FB - I tried doing what you suggested. I took a 12V car battery instead of 2 Li-ions and ran it with the switch > driver > 1 P7 and it works well but it's not blindingly bright as I expected. I did get the driver to change mode and I believe I cycled through the modes. There are 3 modes. - Multi-Mode: Low(5%)/High(100%)/Middle(35%)
Driver details are : http://www.kaidomain.com/Product/Details.S005296
It says 90-95% efficiency - assume it's 90!
Is that what you would expect?

I think it's looking like I need a Taskled driver H6Flex  Any recommended supplier / link?

-> Back to basics, thanks all and I'll post factual test results of various options this weekend..


----------



## HaloclineDiving (Jan 13, 2012)

About the driver - This is from a user who has run one like mine successfully :


_Ive used quite a few of these drivers, with no issues. I have one in my Mag thats been running a C-bin P7 for well over a year. Probably a year and a half. Its been dropped many times, and the only issue was my lens broke. I do need to measure the output of them, but on high it does cause my light to get quite warm, which indicates its being driven at or near spec._


----------



## Tidra (Jan 13, 2012)

o.k. back to basic,...

lets assume that SSC P7 driven with 3A output 900Lum and at 1A output 300Lum,... I know it is slightly more at 3A, but this is just math,...

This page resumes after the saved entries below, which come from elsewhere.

PR #840, opened 2023-05-31
Fix issues associated with running locally

josh-padnick:
I wanted to run Docusaurus locally so I could more easily propose updates to the content, but I kept getting dozens of instances of the following error:

```
Error: error:0308010C:digital envelope routines::unsupported
    at String.replace (<anonymous>). This is apparently an issue due to using vulnerable dependencies that rely on outdated TLS standards.
```

Based on [this Stack Overflow response](https://stackoverflow.com/a/73027407), I ran `yarn-audit-fix`, the errors went away, and our dependencies are patched to later versions.

I haven't done any additional testing beyond that, so I'm not sure if there are undesirable side effects from this change.


josh-padnick:
FYI, the `.gitignore` config I'm using doesn't seem to be working.

.gitignore
```diff
@@ -84,3 +84,4 @@ build/
 
 # VS Code files
 .vscode
+docs/guides/stay-up-to-date/index.md
```
eak12913, line 87: We actually don't want to do this as that will make it much harder to change anything on this page if we ever want to do that. 

Instead we need to either architect the `docs-sourcer` to allow this kind of functionality (ie - mixing auto-generated and manually written content on a page) or we need to update our IA such that this content gets separated.

package.json
```diff
@@ -50,7 +50,8 @@
     "ts-node": "^10.7.0",
     "tsconfig-paths": "^3.14.1",
     "typescript": "^4.3.5",
-    "yargs": "^17.4.0"
+    "yargs": "^17.4.0",
+    "yarn-audit-fix": "^9.3.10"
```
eak12913, line 54: Once you've run `yarn-audit-fix`, it has changed your `lock` file. Is there any point of keeping this dependency around?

if you wire led's in series then all the led's get the same output driver current through them,... lets say that the output current of the driver is 3A and you have 3 led's = every led is driven by 3A = 3*900Lum= 2700Lum
if you wire led's in parallel, then the output current from the driver is divided by number of led's,... lets say that the output current of the driver is 3A and you have 3 led's = every led is driven by 1A = 3*300Lum= 900Lum
this is how it works,... of course in practice there a few minor deviations but that's the way it is,....


----------



## HaloclineDiving (Jan 13, 2012)

Ok I understand now, really! Eurica
It explainswhy LED's are wired in series to get max output 
I think I'm not getting enough current through my driver which is why the LED's are dim.. 

I'll test using the car battery and let you know the results in a table with number of LED's, series / parrallel, brightness etc. The one thing I haven't tested is current A output of the driver with my *meter*. I need to find the manual as the leads need to be plugged in differently to test this.. Once I know the current that's flowing throughthe LED's I will have factual data and can determine what output level they're working at.

I wasn't aware of the directly proportional relationship between the lumen output and current - although it makes perfect sense now. Like most things electrical.. The tech specs only show the max lumens and I've found it hard to fill in the gaps. Have a great weekend, I'll be back asap..


----------



## Th232 (Jan 13, 2012)

HaloclineDiving said:


> I wasn't aware of the directly proportional relationship between the lumen output and current - although it makes perfect sense now. Like most things electrical.. The tech specs only show the max lumens and I've found it hard to fill in the gaps. Have a great weekend, I'll be back asap..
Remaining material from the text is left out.